--- MATERIAL TO PROCESS ---
PR #39647, opened 2022-06-27
[tf] Storing deployment templates in files

akshayjnambiar:
The yaml templates for service, echo deployment and vm deployment are copied to files in the template directory. This will allow adding new templates and using it by specifying the DEPLOYMENT_TEMPLATE environment variable.


pkg/test/framework/components/echo/kube/deployment.go
```diff
@@ -58,469 +60,37 @@ const (
...
+		return yamlTemplate
 	}
+}
 
-	deploymentTemplate = template.New("echo_deployment")
-	if _, err := deploymentTemplate.Funcs(sprig.TxtFuncMap()).Parse(deploymentYAML); err != nil {
-		panic(fmt.Sprintf("unable to parse echo deployment template: %v", err))
-	}
+func init() {
+	templateDir := path.Join(getCallerDir(), "templates")
```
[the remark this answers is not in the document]
akshayjnambiar: That works when we are running the test from the root directory, but if I try to run a random test in the IDE the cwd is different and I get a file not found error.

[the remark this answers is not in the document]
akshayjnambiar: Used env.IstioSrc to get the repo root dir.

pkg/test/framework/components/echo/kube/templates/echo_deployment.template
```diff
@@ -0,0 +1,213 @@
+{{- $revVerMap := .Revisions }}
```
howardjohn, line 1: nit: name the file with .yaml suffix instead of .template, most IDEs recognize helm templates suffixed with .yaml

pkg/test/framework/components/echo/kube/deployment.go
```diff
@@ -669,17 +240,23 @@ func GenerateDeployment(ctx resource.Context, cfg echo.Config, settings *resourc
 		return "", err
 	}
 
-	deploy := deploymentTemplate
+	templateName := "echo_deployment.template"
 	if cfg.DeployAsVM {
-		deploy = vmDeploymentTemplate
+		templateName = "vm_deployment.template"
+	} else if os.Getenv("DEPLOYMENT_TEMPLATE") != "" {
```
nmittler, line 246: Let's make this a flag instead of an environment variable. For completeness, let's add the following:

- `istio.test.echo.kube.template.service`: name of the file to be used for the echo service. If not specified, use the current default service file.
- `istio.test.echo.kube.template.deployment`: name of the file to use by default for non-vms. If not specified, use the current default file name.
- `istio.test.echo.kube.template.deployment.vm`: name of the file to use by default for VMs. If not specified, use the current default file name.

For each of these flags, allow absolute paths to be specified. If the string is not an absolute file path, assume it's relative to the `templates` directory. When we startup, we only have to read the files from the flags, not all files in the directory.

pkg/test/framework/components/echo/kube/templates/echo_deployment.template
nmittler: +1. I've also seen templates use the `.yaml.tmpl` extension, but `yaml` will be more easily understood by IDEs by default.

nmittler: Also, let's just call this file `deployment.yaml`. The `echo` part is already understood.

pkg/test/framework/components/echo/kube/templates/service.template
```diff
@@ -0,0 +1,37 @@
+{{- if .ServiceAccount }}
```
nmittler, line 1: Same comment ... call this `service.yaml`

pkg/test/framework/components/echo/flags.go
```diff
@@ -42,6 +45,12 @@ func init() {
 	flag.IntVar(&callsPerWorkload, "istio.test.echo.callsPerWorkload", callsPerWorkload,
 		"Specifies the number of calls that will be made for each target workload. "+
 			"Only applies if the call count is zero (default) and a target was specified for the call")
+	flag.StringVar(&ServiceTemplateFile, "istio.test.echo.kube.template.service", ServiceTemplateFile,
+		"absolute path or path relative to templates directory of template file to be used for echo services")
```
nmittler, line 49: Maybe something like:

```
Specifies the default template file to be used when generating the
Kubernetes Service for an instance of the echo application. Can be
either an absolute path or relative to the templates directory under 
the echo test component.
```

Similar changes to the other flags.

pkg/test/framework/components/echo/kube/deployment.go
```diff
@@ -64,34 +64,53 @@ const (
...
+		serviceYAMLPath = echo.ServiceTemplateFile
+	}
+
+	if serviceYAML, err := os.ReadFile(serviceYAMLPath); err != nil {
+		panic(fmt.Sprintf("unable to read template file %s : %v", serviceYAMLPath, err))
 	} else {
-		yamlTemplate := template.New(file.Name())
-		if _, err1 := yamlTemplate.Funcs(sprig.TxtFuncMap()).Parse(string(yaml)); err1 != nil {
-			panic(fmt.Sprintf("unable to parse template %s : %v", file.Name(), err1))
+		serviceTemplate = template.New("echo_service")
```
nmittler, line 81: Rather than do all of this, let's add a method to https://github.com/istio/istio/blob/master/pkg/test/util/tmpl/parse.go:

```golang
func MustParse(tpl string) *template.Template {
	t.Helper()
	tpl2, err := Parse(tpl)
	if err != nil {
		panic(fmt.Sprintf("tmpl.ParseOrFail: %v", err))
	}
	return tpl2
}
```

Then all of this could be reduced to:

```golang
serviceTemplate := tmpl.MustParse(file.MustAsString("..."))
deploymentTemplate := tmpl.MustParse(file.MustAsString("..."))
vmDeploymentTemplate := tmpl.MustParse(file.MustAsString("..."))
```

pkg/test/framework/components/echo/kube/deployment.go
```diff
@@ -507,20 +70,23 @@ var (
 )
 
 func init() {
-	serviceTemplate = template.New("echo_service")
-	if _, err := serviceTemplate.Funcs(sprig.TxtFuncMap()).Parse(serviceYAML); err != nil {
-		panic(fmt.Sprintf("unable to parse echo service template: %v", err))
+	serviceYAMLPath := path.Join(env.IstioSrc, "pkg/test/framework/components/echo/kube/templates", serviceTemplateFile)
```
nmittler, line 73: make a constant for the path?

pkg/test/framework/components/echo/kube/flags.go
```diff
@@ -0,0 +1,35 @@
...
+import "flag"
+
+var (
+	serviceTemplateFile      = "service.yaml"
+	deploymentTemplateFile   = "deployment.yaml"
+	vmDeploymentTemplateFile = "vm_deployment.yaml"
+)
+
+func init() {
+	flag.StringVar(&serviceTemplateFile, "istio.test.echo.kube.template.service", serviceTemplateFile,
```
nmittler, line 26: nit: indicate that a default will be selected if not specified. Same comment applies to all.

pkg/test/util/tmpl/parse.go
```diff
@@ -37,3 +38,12 @@ func ParseOrFail(t test.Failer, tpl string) *template.Template {
 	}
 	return tpl2
 }
+
+// MustParse calls Parse and panics if it returns error.
+func MustParse(tpl string) *template.Template {
+	tpl2, err := Parse(tpl)
+	if err != nil {
+		panic(fmt.Sprintf("tmpl.ParseOrFail: %v", err))
```
nmittler, line 46: nit: "tmpl.MustParse"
---
REQUIREMENT: Every line that contains the string "MustAsString" should be returned from the data.

ANSWER TO THIS PROBLEM:
serviceTemplate := tmpl.MustParse(file.MustAsString("..."))
deploymentTemplate := tmpl.MustParse(file.MustAsString("..."))
vmDeploymentTemplate := tmpl.MustParse(file.MustAsString("..."))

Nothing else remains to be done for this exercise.